Share your dilemmas and get honest opinions from other Mumsnetters.

To feel like my life is wrong?

24 replies

Outofplacetoday · 03/04/2021 20:15

I'll try to explain this as eloquently as I can. I've had a nagging, gut feeling that there is something wrong in my life. Like I'm not doing what I should be.

Does anyone else feel this way?

I don't mean my children by the way, they're lovely and the one thing that is constant and happy.

But the rest I just don't know. I feel like my dh is not the right one for me anymore, I feel like my job isn't the right job I should be doing. I feel like I'm wasting my life not living upto what I could be.

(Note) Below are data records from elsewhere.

PR #2041, opened 2026-07-31
Fix Vision Prediction, add vision off sound and separate sound channel for vision sounds. Also fix ghost pickup sound not playing on its own special channel

### LINKED ISSUE #2042: toggling vision mode should be smooth at high ping

### LINKED ISSUE #2043: The Ghost pickup sound should play on its own channel so it doesn't get overriden by any other sound
CHAN_GHOST_PICKUP doesn't work the way its used now since EmitSound doesn't care about the channel value in the param passed to it. Only the channel in the soundscripts matters, and custom channel enums aren't recognized by the engine when parsing the sound scripts.

AdamTadeusz:
## Description

-----> EPILEPSY WARNING <------

Makes toggling the vision mode far smoother at high ping.

Recommend testing through the following:

bind mwheeldown +vision
test how quickly the vision mode can be triggered on a listen server and pay attention to the sound
then
net_fakelag 200
and do the same

also notice how individual inputs at high ping also don't cause the screen to flicker multiple times

## Toolchain

- Windows MSVC VS2022

## Linked Issues

- fixes #2042
- fixes #2043


AdamTadeusz:
I added the tournament priority label since this also fixed the ghost pickup sound not playing on its own channel. If need be I can move this fix to a separate PR

AdamTadeusz:
also this stops C_NEO_Player::PreDataUpdate returning early before calling the base class that does some important things so thats also important for the tourney

src/public/soundflags.h
```diff
@@ -30,7 +30,13 @@ enum
 	CHAN_VOICE_BASE	= 8,		// allocate channel for network voice data
 	CHAN_USER_BASE	= (CHAN_VOICE_BASE+128)		// Anything >= this number is allocated to game code.
 #ifdef NEO
-	,CHAN_GHOST_PICKUP	= CHAN_USER_BASE,
+	// NEO NOTE (Adam) These cannot be used inside of sound scripts, nor does using them in code do much (EmitSound ignores the channel set in the EmitSound_t param passed to it).
+	// We could add a flag like SND_CHANGE_PITCH and SND_CHANGE_VOL, but the reason SND_CHANGE_CHANNEL doesn't exist is because it cannot be changed for already playing sounds.
+	// Still might be useful for sounds that aren't playing yet if theres some disclaimer attached to the flag I guess. If you add something like that please update this comment.
+	// For now add any channels you may need here and in SoundParametersInternal.cpp, then use the integer equivalent in the sound scripts.
+	// If any of the enums here change, remember to update all the soundscripts.
```
sunmachine, line 37: Preface: no change required.

This is the first PR where I'll adventure gently into the topic of minimizing chances for future human error. Speaking generally on my personal approach, when I hit a problem like this where the sanest path is to just comment to future devs to update some specific non-static sites, is to also suggest a way to mark or wrangle this tech debt and DX friction. Compounding micro-disciplines.  

So on this: at worst for this case, I see this being a single and brief "god damnit" to the next dev working in here. I don't think we're gonna' iterate in this area too much. My opining aside, this is good given my read of it. Thank you for the clear detail on this.

src/game/shared/neo/neo_player_shared.cpp
```diff
@@ -728,4 +729,80 @@ CBaseEntity *CNEO_Player::FindUseEntity()
...
+	}
+
+	m_flVisionLastTime = gpGlobals->curtime;
+	m_bInVision = !m_bInVision;
+
+#ifdef CLIENT_DLL
+	if (prediction->IsFirstTimePredicted())
+	{
+		// NEO TODO (Adam) Is this still needed?
+		DevMsg("Playing sound at :%f\n", gpGlobals->curtime);
```
sunmachine: Nit-pick: No. Delete this. 💣 

Rationale: useful for active work, useless otherwise. If anything it's just more noise. If the hope is that this is meant to help passively catch stuff, that never works over time and there are better methods of providing that kind of observability.

game/neo/scripts/game_sounds_player.txt
```diff
@@ -25,13 +25,22 @@
...
+	"channel"	"137" // CHAN_VISION
 	"volume"     	"VOL_NORM"
 	"soundlevel"	"SNDLVL_75dB"
 
 	"wave"	"player/vision_on.wav"
 }
 
+"NeoPlayer.VisionOff"
+{
+	"channel"	"137" // CHAN_VISION
```
sunmachine, line 37: [`neo_gamerules.cpp:1555`](https://github.com/AdamTadeusz/neo/blob/370_fixVisionPrediction/src/game/shared/neo/neo_gamerules.cpp#L1555) may be dead code because of this.

game/neo/scripts/game_sounds_ui.txt
```diff
@@ -92,7 +92,7 @@
 
 "HUD.GhostPickUp"
 {
-	"channel"		"CHAN_ITEM"
+	"channel"		"136" // CHAN_GHOST_PICKUP
```
sunmachine, line 95: [`weapon_ghost.cpp:221`](https://github.com/AdamTadeusz/neo/blob/370_fixVisionPrediction/src/game/shared/neo/weapons/weapon_ghost.cpp#L221) may be dead code because of this.

src/public/SoundParametersInternal.cpp
```diff
@@ -41,6 +41,7 @@ static SoundChannels g_pChannelNames[] =
 	{ CHAN_VOICE_BASE, "CHAN_VOICE_BASE" },
 	{ CHAN_USER_BASE, "CHAN_USER_BASE" },
 	{ CHAN_GHOST_PICKUP, "CHAN_GHOST_PICKUP" },
+	{ CHAN_VISION, "CHAN_VISION" },
```
sunmachine, line 44: I really wish the SDK issues like this were easier to manage. 😭

No change required, only noting here because of the 👃 that's not your fault, and I do hope we can make this whole chain more sane somehow w/o requiring Valve.

sunmachine (commented):
Leaving these as comments for now. Reading more tonight. I feel I'm still really trying to get a handle on this ahead of asking y'all questions as a point of self-exercise. The static stuff was easy to figure out at least.

The other thing I'm trying to figure out, too, is whether this should be two PRs? I can see a world where we need to do a revert for one of the things changed in this, but we'd need to pull out perfectly fine refactoring (so far as I can tell 👀) as a result.

sunmachine (dismissed):
Solid PR. Good refactor. 

I have a broader question about supposedly dead imports my compiler is warning me about, but that's not only affecting this PR, and its for chat (e.g. how worried are we about transitive dependencies from unused imports)?

sunmachine (approved):

src/game/server/neo/neo_message.cpp
```diff
@@ -87,7 +87,7 @@ void CNEO_Message::InputShowMessage(inputdata_t& inputData)
 		filter.AddAllPlayers();
 
 		EmitSound_t ep;
-		ep.m_nChannel = CHAN_BODY;
+		ep.m_nChannel = CHAN_BODY; // NEO TODO (Adam) This doesn't change the channel this sound is played on, set correct channel in sound script
```
DESTROYGIRL, line 90: Comment is irrelevant here cuz the entity plays whatever sound its set to play, including raw sounds detached from a sound script. Not sure if there's any other way to handle it

DESTROYGIRL (approved):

I'm not sure if it's just the pandemic and feeling down or if I should take drastic action. Even then though there's no guarantee separating or changing career would actually settle this uncertainty I'm feeling.

If you've followed my ramblings this far, give yourself a hi5.

OP posts:
MumofPsuedoAdult · 03/04/2021 20:18

Could you be peri menopausal?

Outofplacetoday · 03/04/2021 20:20

Be unlikely I think, I'm 33 and periods are still like clockwork

OP posts:
ssd · 03/04/2021 20:23

I think we all feel out of step just now. I don't know anyone really happy.

oohmama · 03/04/2021 20:41

I feel exactly the same...

No advice but honestly, I really do understand!

Outofplacetoday · 03/04/2021 20:54

@oohmama it's unsettling isn't it. Pleased I'm not alone

OP posts:
blueshoes · 03/04/2021 21:02

Is this a recent thing, or only since lockdown

ConnieCaterpillar70 · 03/04/2021 21:04

I could have written your post word for word, OP. I feel horribly unsettled at the moment.

Dimsummummy · 03/04/2021 21:09

I have felt like that! I think it’s a gut reaction that ‘something’ is off that means you are not spiritually fulfilled. Its like a warning that you’re keeping the engine running but not enjoying the journey.
Before thinking on a fundamental level and making irreversible decisions, I’d be thinking what can ‘I do for me?’ ‘What makes me tick?’ ‘When have I felt fulfilled?’ ‘How can I emulate that?’
Maybe you need more craft/sports/writing/self
Improvement type time/activities... and I mean for your personal equilibrium and growth, rather than because it’s required to pay bills.. pay others?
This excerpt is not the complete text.